(Entries provided begins)

PR #12578, opened 2021-11-04
Ensure we use curly braces for single statements

darkwing:
I noticed in a few recent PRs with and without braces for single statements, and I feel like we should have a standard.

### DIFF
--- a/.eslintrc.js
+++ b/.eslintrc.js
@@ -55,6 +55,7 @@ module.exports = {
     'default-param-last': 'off',
     'prefer-object-spread': 'error',
     'require-atomic-updates': 'off',
+    'curly': 'error',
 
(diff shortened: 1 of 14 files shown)


mcmire (approved):
Yes please 👍🏻

ryanml (approved):
🙌

.eslintrc.js
```diff
@@ -55,6 +55,7 @@ module.exports = {
     'default-param-last': 'off',
     'prefer-object-spread': 'error',
     'require-atomic-updates': 'off',
+    'curly': 'error',
```
Gudahtt, line 58: This is already set in `@metamask/eslint-config`, to `['error', 'all']`.  Can we use that instead? It's not clear to me why it's not already enabled :thinking: I don't see it being disabled.

PR #12579, opened 2021-11-04
Password field non standard

### LINKED ISSUE #7355: Password field non-standard (incompatible with password managers)
https://support.1password.com/compatible-website-design/

VSaric:
Fixes: #7355

**Explanation:**  

I did a little more research on this issue. I followed all the guidelines offered on the site https://support.1password.com/compatible-website-design/, but still the password field is incompatible with password managers.

I installed several password managers (RoboForm, 1Password, Dashlane, LastPass and Bitwarden) and on each I tested whether the password filed would be compatible with any of the password managers, but without success.

In each of these password managers it is impossible to do an auto-fill for the password field. Why it can't be done, my guess is, because password managers are extensions just like MetaMask and therefore can't recognize the password field. It doesn't support communication between extension and extension.

If you have any suggestions or additional information so that this problem can be solved, please let me know.

**Example:**

https://user-images.githubusercontent.com/92527393/141992267-05d525dd-ac20-40d1-86c3-4a8723e6b9c3.mp4

### DIFF
--- a/ui/pages/first-time-flow/create-password/import-with-seed-phrase/import-with-seed-phrase.component.js
+++ b/ui/pages/first-time-flow/create-password/import-with-seed-phrase/import-with-seed-phrase.component.js
@@ -285,6 +285,8 @@ export default class ImportWithSeedPhrase extends PureComponent {
         </div>
         <TextField
           id="password"
+          name="password"
+          placeholder="New password"
           label={t('newPassword')}
           type="password"
           className="first-time-flow__input"
@@ -292,11 +294,14 @@ export default class ImportWithSeedPhrase extends PureComponent {
           onChange={(event) => this.handlePasswordChange(event.target.value)}
           error={passwordError}
           autoComplete="new-password"
+          passwordrules="minlength: 8; maxlength: 20; required: lower; required: upper; required: digit;"
           margin="normal"
           largeLabel
         />
         <TextField
           id="confirm-password"
+          name="create-password"
+          placeholder="Confirm password"
           label={t('confirmPassword')}
           type="password"
           className="first-time-flow__input"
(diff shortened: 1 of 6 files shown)


mhasanagic:
Vladimir has already given an explanation of how (and why) this ticket was made in this way. What I checked was the following:

- almost all password input fields have added attributes (placeholder, name, password rules). The password input field that doesn’t have these attributes is the field in the section **Settings -> Security&Privacy -> Reveal Secret Recovery Phrase**
Screenshot 2021-11-08 at 17 51 35

- the password rule doesn’t work as it should, ie the specified rule does not have to be followed
- password manager -> auto-fill is not possible



**_Conclusion_** - Password inputs work with these changes as before (nothing is broken)

ui/pages/first-time-flow/create-password/import-with-seed-phrase/import-with-seed-phrase.component.js
```diff
@@ -306,6 +311,7 @@ export default class ImportWithSeedPhrase extends PureComponent {
           }
           error={confirmPasswordError}
           autoComplete="new-password"
+          passwordrules="minlength: 8; maxlength: 20; required: lower; required: upper; required: digit;"
```
darkwing, line 314: I don't believe `passwordrules` is a widely supported attribute, and I believe all of these requirements can be achieved via `minLength`, `maxLength`, and `pattern` attributes.

VSaric: @darkwing minLength, maxLength and pattern attributes are created and added.
You can see changes here: c58db5fbcc2d8fd7680e2ad17a66d0a81015c642 and dd4811f34029a47e9ead01fd5d4da45ea748f12b
Is it okey now?

brad-decker:
@VSaric should we close this and update the ticket with your findings? The text in this PR says that the changes don't actually fix the issue just want to make sure thats an accurate statement.

VSaric:
@brad-decker You are right, I will close this PR and I updated the ticket with my findings here: https://github.com/MetaMask/metamask-extension/issues/7355#issuecomment-961107686.

PR #12873, opened 2021-11-26
Feat/collectibles display

adonesky1:
Explanation:  Adds remaining required wiring + front-end work to get NFTs MVP in extension

In designs but excluded here
- Send flow (I think we agreed somewhere that this wasn't required for MVP... but I might totally be making this up)
- `Report as Scam` flow (the functionality here is not sufficiently spec'd out to implement)

Screenshots:
Screen Shot 2021-11-30 at 4 09 50 PM
Screen Shot 2021-11-30 at 4 10 54 PM

Manual testing steps:  
  - Purchase or mint or have an (or preferably many) NFT(s)
  Detection:
  - Turn on NFT autodetection in settings -> experimental and wait 2 mins
  - Check that your NFT has been added to the NFTs tab
  Manual:
  - Navigate to the NFTs tab
  - Click "Import NFTs"
  - Check that your NFT has been successfully added


darkwing (dismissed):
1.  We should prevent submission here without validated data, much as we do on other screens:
DisableAdd

2.  For the "learn more" and "Add NFT" links, I think we should use a `<Button>` component.  As of this moment, they aren't keyboard accessible.

adonesky1:
@darkwing good call, I've added form validation here: https://github.com/MetaMask/metamask-extension/pull/12873/commits/1966deeb9bb1a1cacb2f53d6bb2fd8681361ed87

and the "learn more" and "add nft" links are already using the `<Button>` component: https://github.com/MetaMask/metamask-extension/blob/8e6a0ff87959a1619ea7dc9e9e4228d0309d78f0/ui/components/app/collectibles-tab/collectibles-tab.component.js#L59? am I wrong?

georgewrmarshall (commented):
It's looking good! I do have some css suggestions but struggling with changing the ui through the dev build on my local. It takes really long to update a small change. Would be great if we could get the story working? Looks like it may have been before.

Screen Shot 2021-11-30 at 11 18 43 AM

Also looks like there are some prop type errors?
Screen Shot 2021-11-30 at 11 55 54 AM
Screen Shot 2021-11-30 at 11 56 15 AM

*As an aside I wouldn't say my css changes are critical to getting this merged*

ui/pages/settings/advanced-tab/advanced-tab.component.js
```diff
@@ -566,10 +566,7 @@ export default class AdvancedTab extends PureComponent {
   }
 
   handleIpfsGatewaySave() {
```
danjm, line 568: Why this change?

danjm: As discussed on a call, we need a migration to properly support this and an update to the `attemptResolve` function in the background

The reason this change is needed is because the controller now expects the ipfs gateway to be a url

adonesky1: should be addressed in https://github.com/MetaMask/metamask-extension/pull/12873/commits/a3732fcc6bc02e22c12fcd8450660f12963c4ad7

ui/pages/add-collectible/add-collectible.component.js
```diff
@@ -33,6 +35,24 @@ export default function AddCollectible() {
...
+    }
+    setAddress(val);
+  };
+
+  const validateAndSetTokenId = (val) => {
+    if (isValidHexAddress(address) && val) {
+      setDisabled(false);
+    } else {
+      setDisabled(true);
+    }
```
jpuri, line 52: `setDisabled(isValidHexAddress(address) && val)`

ui/components/ui/box/box.js
```diff
@@ -169,6 +169,6 @@ Box.propTypes = {
   display: PropTypes.oneOf(Object.values(DISPLAY)),
   width: PropTypes.oneOf(Object.values(BLOCK_SIZES)),
   height: PropTypes.oneOf(Object.values(BLOCK_SIZES)),
-  backgroundColor: PropTypes.oneOf(Object.values(COLORS)),
+  backgroundColor: PropTypes.string,
```
jpuri, line 172: Color I think should be one of predefined set of colors.

ui/components/app/collectibles-items/index.scss
```diff
@@ -0,0 +1,18 @@
...
+.collection-icon {
+  border-radius: 50%;
+  width: 2rem;
+  height: 2rem;
+  padding: 0.5rem;
+  background: $ui-4;
+  color: $ui-white;
+  text-align: center;
+  line-height: 1;
+}
```
jpuri, line 18: Above styles should be nested I think.

ui/components/app/collectibles-items/collectibles-items.component.js
```diff
@@ -109,15 +149,28 @@ export default function CollectiblesItems({ onAddNFT, onRefreshList }) {
...
+                  >
+                    {t('refreshList')}
+                  </Button>
+                </Box>
+              ) : (
+                <Box justifyContent={JUSTIFY_CONTENT.FLEX_END}>
+                  <Button
+                    type="link"
+                    onClick={onEnableAutoDetect}
+                    style={{ padding: '4px', fontSize: '16px' }}
```
jpuri, line 168: Lets avoid using inline styled like above.

ui/components/app/collectible-details/index.scss
```diff
@@ -0,0 +1,26 @@
...
+    font-size: $font-size-paragraph;
+    color: $Black-100;
+    background-color: inherit;
+    padding: 2px 0 2px 8px;
+  }
+
+  &__icon {
+    font-weight: 900;
+  }
+}
```
jpuri, line 26: It should have a parent classname I think into which all styles should be enclosed

jpuri (dismissed):
@adonesky1 : changes look good to me, I have left few small feedbacks. It will be useful to address those may be in a following PR.

app/scripts/migrations/068.js
```diff
@@ -0,0 +1,60 @@
...
+function transformState(state) {
+  const PreferencesController = state?.PreferencesController || {};
+  const preferences = PreferencesController.preferences || {};
+  const oldIpfsGateWay = preferences.ipfsGateway;
+
+  let newState;
+
+  if (oldIpfsGateWay && oldIpfsGateWay !== 'dweb.link') {
+    const newIpfsGateway = new URL(
+      `${addUrlProtocolPrefix(oldIpfsGateWay)}/ipfs/`,
```
danjm, line 34: do we want to add `/ipfs/` to every gateway?

ui/components/app/collectibles-items/collectibles-items.component.js
danjm: agreed, let's remove inline styles from this file

ui/pages/add-collectible/add-collectible.component.js
```diff
@@ -33,6 +35,24 @@ export default function AddCollectible() {
...
+    if (isValidHexAddress(val) && tokenId) {
+      setDisabled(false);
+    } else {
+      setDisabled(true);
+    }
+    setAddress(val);
+  };
+
+  const validateAndSetTokenId = (val) => {
+    if (isValidHexAddress(address) && val) {
```
danjm, line 48: should this be validating the `tokenId`?

danjm (changes requested):
The migration needs to be fixed, I think. + a few other small comments

app/scripts/migrations/068.js
adonesky1: Yes I believe we do for retrieving assets atleast. Might have to do a bit of research on this though.

ui/pages/add-collectible/add-collectible.component.js
adonesky1: This is just validating that there is a value for TokenId. No other validation I can think of? The TextField is already numeric.

adonesky1:
@jpuri had to rebase because of conflicts the only changes are https://github.com/MetaMask/metamask-extension/pull/12873/commits/5a43ab631ba93f2d993898872d26736a5bfa4917
cc @danjm

app/scripts/migrations/068.js
danjm: Here is a list of different gateways: https://ipfs.github.io/public-gateway-checker/

Maybe the addition of `/ipfs/` should be done in the functions/classes responsible for retrieving assets? Or maybe we do want to store a separate property after all, `nftMetadataGateway` or something like that

adonesky1: this concern should be addressed here: https://github.com/MetaMask/metamask-extension/pull/12873/commits/c68a608351921e2e456bb7e345ae338f71d7bf4e

ui/components/ui/box/box.js
adonesky1: Ok. Will address in subsequent PR!

ui/components/app/collectibles-items/index.scss
adonesky1: Agreed! Thanks! Will address in subsequent PR!

ui/components/app/collectibles-items/collectibles-items.component.js
adonesky1: Agreed! Thanks! Will address in subsequent PR! (I'm noting these requests for a followup ticket!)

ui/components/app/collectible-details/index.scss
adonesky1: Will be addressed in subsequent PR

app/scripts/controllers/preferences.js
```diff
@@ -61,7 +61,7 @@ export default class PreferencesController {
         hideZeroBalanceTokens: false,
       },
       // ENS decentralized website resolution
-      ipfsGateway: 'dweb.link',
+      ipfsGateway: 'https://cloudflare-ipfs.com/ipfs/',
```
jpuri, line 64: Not sure if hard coded url is ok.

ui/components/app/collectibles-items/collectibles-items.component.js
```diff
@@ -109,15 +149,28 @@ export default function CollectiblesItems({ onAddNFT, onRefreshList }) {
...
-              <Box justifyContent={JUSTIFY_CONTENT.FLEX_END}>
-                <Button
-                  type="link"
-                  onClick={onRefreshList}
-                  style={{ padding: '4px' }}
-                >
-                  {t('refreshList')}
-                </Button>
-              </Box>
+              {' '}
```
jpuri, line 152: `{' '}` looks like not needed here

jpuri (approved):
Some small feedbacks

danjm (approved):
LGTM

PR #12884, opened 2021-11-29
Use node-browsers-medium-plus executor for validate-lavamoat-config job

danjm:
The `validate-lavamoat-config` job was failing on the v10.7.0 branch, which is the first RC it's been included in. It seems that the job was taking a long time, so we needed to increase the runner size. I tested this by temporarily pushing it to the Version-v10.7.0 branch


Gudahtt (approved):
LTGM!

adonesky1 (approved):

PR #12886, opened 2021-11-29
Update ESLint config to v8

Gudahtt:
The ESLint config has been updated to v8. The breaking changes are:

* The Prettier rule `quoteProps` has been changed from `consistent` to `as-needed`, meaning that if one key requires quoting, only that key is quoted rather than all keys.
* The ESLint rule `no-shadow` has been made more strict. It now prevents globals from being shadowed as well.

Most of these changes were applied with `yarn lint:fix`. Only the shadowing changes required manual fixing (shadowing variable names were either replaced with destructuring or renamed).

The dependency `globalThis` was added to the list of dynamic dependencies in the build system, where it should have been already. This was causing `depcheck` to fail because the new lint rules required removing the one place where `globalThis` had been erroneously imported previously.

A rule requiring a newline between multiline blocks and expressions has been disabled temporarily to make this PR smaller and to avoid introducing conflicts with other PRs.


darkwing (dismissed):
I agree with the lint changes made!

darkwing:
Adding the `DO-NOT-MERGE` tag on this for now, and will bring it up during standup.  This could cause merge conflicts or existing PRs and our queue is at an eye-bleeding 130+.  We might need to wait until we get the queue under control.

Gudahtt:
Ok! I don't anticipate this creating any difficult to resolve conflicts, because most of the changes are fixable with `lint:fix`. But it will cause conflicts.

Gudahtt:
@darkwing This has been rebased to resolve conflicts, and the most disruptive rule has been disabled temporarily to reduce the size of the diff and avoid conflicts. I don't think this is likely to cause issues with the PR queue anymore. Let me know what you think!

mcmire:
> The Prettier rule `quoteProps` has been changed from `consistent` to
`as-needed`, meaning that if one key requires quoting, only that key is
quoted rather than all keys.

I don't know if I agree with this change. I feel like consistency is fine here, because it makes all keys look uniform. That said, if no keys need be quoted, then no keys should be quoted, so if there is a way to enforce _that_ then that seems more reasonable to me. Was there a problem that this addressed or was it to reduce git churn or something?

Gudahtt:
>if no keys need be quoted, then no keys should be quoted, so if there is a way to enforce that then that seems more reasonable to me. 

That's what the old setting did (`consistent`).

See [this issue](https://github.com/MetaMask/eslint-config/issues/175) and [this Slack thread](https://consensys.slack.com/archives/G1L7H42BT/p1621300185004800). Essentially, some people agree with you but "as-needed" won out the last time we asked the dev team. And yes, reducing git churn was a major factor.

mcmire:
@Gudahtt Ah, okay. Thank you!

mcmire (approved):

darkwing (approved):

PR #12890, opened 2021-11-30
Jestify app/scripts/lib/**/*.test.js

tmashuang:
Jestify app/scripts/lib/**/*.test.js


darkwing (approved):

segun (approved):

app/scripts/lib/metaRPCClientFactory.test.js
```diff
@@ -86,13 +81,12 @@ describe('metaRPCClientFactory', function () {
     });
   });
 
-  it('should be able to handle notifications', function (done) {
+  it('should be able to handle notifications', () => {
```
naugtur, line 84: all tests where done was removed and no other mechanism introduced will always pass.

(Entries provided ends)

Problem details: Out of the data above, return each line where the word "shown" can be found.

Task answer:
(diff shortened: 1 of 14 files shown)
(diff shortened: 1 of 6 files shown)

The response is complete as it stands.